(Stored items from a collection)
= = = = = = =

PR #2330, opened 2026-02-19
Use generated Kafka image in CI tests

delthas:
Issue: ZENKO-5196

### DIFF
--- a/solution/zenkoversion.yaml
+++ b/solution/zenkoversion.yaml
@@ -96,10 +96,10 @@ spec:
         tag: ${KAFKA_CLEANER_TAG}
       cluster:
         image: ${KAFKA_IMAGE}
-        tag: ${KAFKA_TAG}
+        tag: ${KAFKA_TAG}-${BUILD_TREE_HASH}
       connect:
         image: ${KAFKA_CONNECT_IMAGE}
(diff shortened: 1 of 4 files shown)


solution/zenkoversion.yaml
```diff
@@ -96,10 +96,10 @@ spec:
         tag: ${KAFKA_CLEANER_TAG}
       cluster:
         image: ${KAFKA_IMAGE}
-        tag: ${KAFKA_TAG}
+        tag: ${KAFKA_TAG}-${BUILD_TREE_HASH}
```
francoisferrand, line 99: Since you update zenkoversion, you must also update build.sh : to ensure the ISO does indeed contain this image...

(Note: unfortunately, the CI does not currently use the generated ISO itself, for various reasons. This is one of the known issues of zenko ci, we have a ticket for this)

francoisferrand (changes requested):
~~Does not embed the correct Kafka, ISO would not work (in artesca).
Fixed in https://github.com/scality/Zenko/pull/2331~~

francoisferrand (dismissed):

delthas:
Will use #2331 instead.

PR #2332, opened 2026-02-20
Allow building ISO on macos & verify it contains all required images

francoisferrand:
Add sanity check to verify ISO is correct: it verifies that every image referenced in the zenkoversion CR (which is bundled in the ISO) is indeed in the ISO.
This is not an actual "functional" test, but simply a sanity check to mitigate risk if the zenkoversion is updated in a way that is inconsistent with the registry images.

Also adds fixes to allow building ISO on macos, so that it possible to iterate locally.

Issue: ZENKO-5197

### DIFF
--- a/solution/build.sh
+++ b/solution/build.sh
@@ -267,6 +267,28 @@ function dedupe()
     ${HARDLINK} -c ${IMAGES_ROOT}
 }
 
+function validate_registry()
+{
+    echo "Validating ISO registry completeness against zenkoversion.yaml..."
+    local missing=0
+
+    while IFS= read -r image_ref ; do
+        local image="${image_ref%:*}"
+        local tag="${image_ref##*:}"
+        local manifest="${IMAGES_ROOT}/${image}/${tag}/manifest.json"
+        if [ ! -f "${manifest}" ] ; then
+            echo "::error::Missing image in ISO registry: ${image}:${tag}"
+            missing=$((missing + 1))
+        fi
+    done < <(yq eval '.. | select(.image and .tag) | .image + ":" + .tag' ${ISO_ROOT}/zenkoversion.yaml | sort -u)
+
+    if [ ${missing} -gt 0 ] ; then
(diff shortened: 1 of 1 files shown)


solution/build.sh
```diff
@@ -267,6 +267,28 @@ function dedupe()
...
+
+    while IFS= read -r image_ref ; do
+        local image="${image_ref%:*}"
+        local tag="${image_ref##*:}"
+        local manifest="${IMAGES_ROOT}/${image}/${tag}/manifest.json"
+        if [ ! -f "${manifest}" ] ; then
+            echo "::error::Missing image in ISO registry: ${image}:${tag}"
+            missing=$((missing + 1))
+        fi
+    done < <(yq eval '.. | select(has("image") and has("tag")) | .image + ":" + .tag' ${ISO_ROOT}/zenkoversion.yaml | sort -u)
```
delthas: Maybe `select(.image)`? Corresponding to your changes in the previous commit

delthas (approved):

benzekrimaha (approved):

solution/build.sh
```diff
@@ -316,7 +353,7 @@ function download_tools()
     done
 
     # Extract tools from images
-    yq eval '.[] | select(has("toolName") and (has("toolUrl")|not)) | .sourceRegistry + "/" + .image + ":" + .tag + " " + .toolName' deps.yaml |\
+    yq eval '.[] | select(.toolName and (has("toolUrl")|not)) | .sourceRegistry + "/" + .image + ":" + .tag + " " + .toolName' deps.yaml |\
```
benzekrimaha, line 356:
```suggestion
    yq eval '.[] | select(.toolName and (.toolUrl |not)) | .sourceRegistry + "/" + .image + ":" + .tag + " " + .toolName' deps.yaml |\
```

francoisferrand: tried, but does not actually work (syntax error)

= = = = = = =

TASK TO CARRY OUT: Count the lines above in which the string "benzekrimaha" occurs. Give that number and nothing else.

ANSWER AREA: 2